Version 2 (modified by dread, 4 years ago) (diff) |
---|
SOLR Interface
Use Cases
As an admin of a CKAN instance I want to have the facility to use SOLR, both alongside and as a replacement for the existing full text search in CKAN.
Design
There are two main options for getting data into SOLR:
- POST the records to SOLR in XML format (docs)
- Direct connection Setup SOLR (docs)
- Provide SELECT statements to do queries
- Process is initiated by doing a GET to a particular SOLR URL
The preference is for the first option as the abstraction provides more flexibility in the db and more control about what gets indexed.
When to index a package? Currently we index it on database after_insert and after_update triggers. But this might seriously slow down a large data import since the indexing requires a POST over the internet. Maybe keep the triggers, but for a batch import we can turn them off and then manually run the indexing.

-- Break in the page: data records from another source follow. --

PR #477, opened 2015-03-24
systemd may not check DefaultDependencies is read only

cc272309126:
On system v208, when systemd unit exist, it may not check
DefaultDependencies is read only, it will return directly.
And this lead that docker container can't start correctly.
And this commit will fix this bug.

Alternatively store up changes and do an hourly cron.
Tickets
- Get a SOLR instance running locally and/or eu1, using basic config.
- Get indexing and searching working with name and title fields only:
- Harness one of the three python SOLR libraries to send SOLR Update XML of CKAN Packages (triggered on the command-line).
- Write tests for SOLR by sending data with SOLR library and using JSON interface for queries.
- Get it working with all package fields, optimising the field descriptions in schema.xml.
- Trigger the indexing sensibly (as decided above).
- Provide option to connect CKAN's search WUI to SOLR back-end.
- Developer docs - description of how to setup SOLR and provide link to schema.xml in developer docs.